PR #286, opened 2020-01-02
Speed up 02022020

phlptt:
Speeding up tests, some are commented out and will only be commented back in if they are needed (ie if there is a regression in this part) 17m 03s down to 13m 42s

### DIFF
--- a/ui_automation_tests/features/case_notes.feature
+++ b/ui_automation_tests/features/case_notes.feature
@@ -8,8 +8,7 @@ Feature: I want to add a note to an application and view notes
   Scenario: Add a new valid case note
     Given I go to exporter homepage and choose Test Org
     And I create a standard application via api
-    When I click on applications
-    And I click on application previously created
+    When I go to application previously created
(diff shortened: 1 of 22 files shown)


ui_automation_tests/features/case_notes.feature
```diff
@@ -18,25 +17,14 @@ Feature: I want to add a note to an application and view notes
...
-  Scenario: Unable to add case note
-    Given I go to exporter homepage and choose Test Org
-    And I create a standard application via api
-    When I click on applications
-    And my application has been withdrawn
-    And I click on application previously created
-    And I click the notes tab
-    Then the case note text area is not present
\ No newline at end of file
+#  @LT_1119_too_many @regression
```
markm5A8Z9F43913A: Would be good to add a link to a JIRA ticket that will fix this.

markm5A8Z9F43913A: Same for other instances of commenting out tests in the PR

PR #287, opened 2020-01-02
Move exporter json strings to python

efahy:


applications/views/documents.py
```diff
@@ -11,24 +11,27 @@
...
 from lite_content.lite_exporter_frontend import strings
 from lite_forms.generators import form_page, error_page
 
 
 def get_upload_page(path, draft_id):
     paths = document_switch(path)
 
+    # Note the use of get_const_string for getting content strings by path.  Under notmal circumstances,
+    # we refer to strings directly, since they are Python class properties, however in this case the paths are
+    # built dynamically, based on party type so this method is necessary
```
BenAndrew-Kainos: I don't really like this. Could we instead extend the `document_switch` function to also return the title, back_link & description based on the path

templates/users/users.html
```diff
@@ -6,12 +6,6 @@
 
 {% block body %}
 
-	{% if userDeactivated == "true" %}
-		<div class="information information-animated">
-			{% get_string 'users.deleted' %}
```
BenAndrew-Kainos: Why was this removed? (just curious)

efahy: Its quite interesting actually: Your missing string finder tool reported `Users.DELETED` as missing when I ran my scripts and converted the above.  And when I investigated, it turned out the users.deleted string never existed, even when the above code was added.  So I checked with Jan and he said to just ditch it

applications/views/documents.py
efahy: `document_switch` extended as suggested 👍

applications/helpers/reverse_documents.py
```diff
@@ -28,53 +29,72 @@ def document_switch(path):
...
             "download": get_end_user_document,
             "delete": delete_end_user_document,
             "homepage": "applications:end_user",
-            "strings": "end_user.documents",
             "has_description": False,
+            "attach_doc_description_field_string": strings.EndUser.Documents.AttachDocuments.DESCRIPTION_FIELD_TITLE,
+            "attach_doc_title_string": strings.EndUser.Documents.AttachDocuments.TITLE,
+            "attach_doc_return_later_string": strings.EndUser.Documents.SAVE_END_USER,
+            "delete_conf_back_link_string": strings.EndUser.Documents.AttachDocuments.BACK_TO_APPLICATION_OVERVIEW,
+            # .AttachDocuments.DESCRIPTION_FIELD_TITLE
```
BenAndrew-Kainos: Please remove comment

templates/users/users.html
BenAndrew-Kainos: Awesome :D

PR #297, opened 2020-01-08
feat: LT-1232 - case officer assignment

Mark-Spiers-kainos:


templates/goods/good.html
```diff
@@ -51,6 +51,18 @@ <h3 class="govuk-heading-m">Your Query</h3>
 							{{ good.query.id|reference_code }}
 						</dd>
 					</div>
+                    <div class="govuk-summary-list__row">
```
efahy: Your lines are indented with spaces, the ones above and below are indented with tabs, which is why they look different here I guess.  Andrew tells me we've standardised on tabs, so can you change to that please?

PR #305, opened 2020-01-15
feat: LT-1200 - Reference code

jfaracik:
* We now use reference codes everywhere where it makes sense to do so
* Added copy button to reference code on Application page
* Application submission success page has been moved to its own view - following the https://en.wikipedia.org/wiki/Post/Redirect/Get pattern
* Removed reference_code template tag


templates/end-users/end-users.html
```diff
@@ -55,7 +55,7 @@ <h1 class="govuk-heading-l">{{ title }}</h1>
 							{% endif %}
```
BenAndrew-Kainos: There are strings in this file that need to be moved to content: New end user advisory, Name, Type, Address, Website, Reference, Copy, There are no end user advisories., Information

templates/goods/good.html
******
Assignment ▸
Set down the entries verbatim, leaving none out.

Exercise response ▸
PR #286, opened 2020-01-02
Speed up 02022020

phlptt:
Speeding up tests, some are commented out and will only be commented back in if they are needed (ie if there is a regression in this part) 17m 03s down to 13m 42s

### DIFF
--- a/ui_automation_tests/features/case_notes.feature
+++ b/ui_automation_tests/features/case_notes.feature
@@ -8,8 +8,7 @@ Feature: I want to add a note to an application and view notes
   Scenario: Add a new valid case note
     Given I go to exporter homepage and choose Test Org
     And I create a standard application via api
-    When I click on applications
-    And I click on application previously created
+    When I go to application previously created
(diff shortened: 1 of 22 files shown)


ui_automation_tests/features/case_notes.feature
```diff
@@ -18,25 +17,14 @@ Feature: I want to add a note to an application and view notes
...
-  Scenario: Unable to add case note
-    Given I go to exporter homepage and choose Test Org
-    And I create a standard application via api
-    When I click on applications
-    And my application has been withdrawn
-    And I click on application previously created
-    And I click the notes tab
-    Then the case note text area is not present
\ No newline at end of file
+#  @LT_1119_too_many @regression
```
markm5A8Z9F43913A: Would be good to add a link to a JIRA ticket that will fix this.

markm5A8Z9F43913A: Same for other instances of commenting out tests in the PR

PR #287, opened 2020-01-02
Move exporter json strings to python

efahy:


applications/views/documents.py
```diff
@@ -11,24 +11,27 @@
...
 from lite_content.lite_exporter_frontend import strings
 from lite_forms.generators import form_page, error_page
 
 
 def get_upload_page(path, draft_id):
     paths = document_switch(path)
 
+    # Note the use of get_const_string for getting content strings by path.  Under notmal circumstances,
+    # we refer to strings directly, since they are Python class properties, however in this case the paths are
+    # built dynamically, based on party type so this method is necessary
```
BenAndrew-Kainos: I don't really like this. Could we instead extend the `document_switch` function to also return the title, back_link & description based on the path

templates/users/users.html
```diff
@@ -6,12 +6,6 @@
 
 {% block body %}
 
-	{% if userDeactivated == "true" %}
-		<div class="information information-animated">
-			{% get_string 'users.deleted' %}
```
BenAndrew-Kainos: Why was this removed? (just curious)

efahy: Its quite interesting actually: Your missing string finder tool reported `Users.DELETED` as missing when I ran my scripts and converted the above.  And when I investigated, it turned out the users.deleted string never existed, even when the above code was added.  So I checked with Jan and he said to just ditch it

applications/views/documents.py
efahy: `document_switch` extended as suggested 👍

applications/helpers/reverse_documents.py
```diff
@@ -28,53 +29,72 @@ def document_switch(path):
...
             "download": get_end_user_document,
             "delete": delete_end_user_document,
             "homepage": "applications:end_user",
-            "strings": "end_user.documents",
             "has_description": False,
+            "attach_doc_description_field_string": strings.EndUser.Documents.AttachDocuments.DESCRIPTION_FIELD_TITLE,
+            "attach_doc_title_string": strings.EndUser.Documents.AttachDocuments.TITLE,
+            "attach_doc_return_later_string": strings.EndUser.Documents.SAVE_END_USER,
+            "delete_conf_back_link_string": strings.EndUser.Documents.AttachDocuments.BACK_TO_APPLICATION_OVERVIEW,
+            # .AttachDocuments.DESCRIPTION_FIELD_TITLE
```
BenAndrew-Kainos: Please remove comment

templates/users/users.html
BenAndrew-Kainos: Awesome :D

PR #297, opened 2020-01-08
feat: LT-1232 - case officer assignment

Mark-Spiers-kainos:


templates/goods/good.html
```diff
@@ -51,6 +51,18 @@ <h3 class="govuk-heading-m">Your Query</h3>
 							{{ good.query.id|reference_code }}
 						</dd>
 					</div>
+                    <div class="govuk-summary-list__row">
```
efahy: Your lines are indented with spaces, the ones above and below are indented with tabs, which is why they look different here I guess.  Andrew tells me we've standardised on tabs, so can you change to that please?

PR #305, opened 2020-01-15
feat: LT-1200 - Reference code

jfaracik:
* We now use reference codes everywhere where it makes sense to do so
* Added copy button to reference code on Application page
* Application submission success page has been moved to its own view - following the https://en.wikipedia.org/wiki/Post/Redirect/Get pattern
* Removed reference_code template tag


templates/end-users/end-users.html
```diff
@@ -55,7 +55,7 @@ <h1 class="govuk-heading-l">{{ title }}</h1>
 							{% endif %}
```
BenAndrew-Kainos: There are strings in this file that need to be moved to content: New end user advisory, Name, Type, Address, Website, Reference, Copy, There are no end user advisories., Information

templates/goods/good.html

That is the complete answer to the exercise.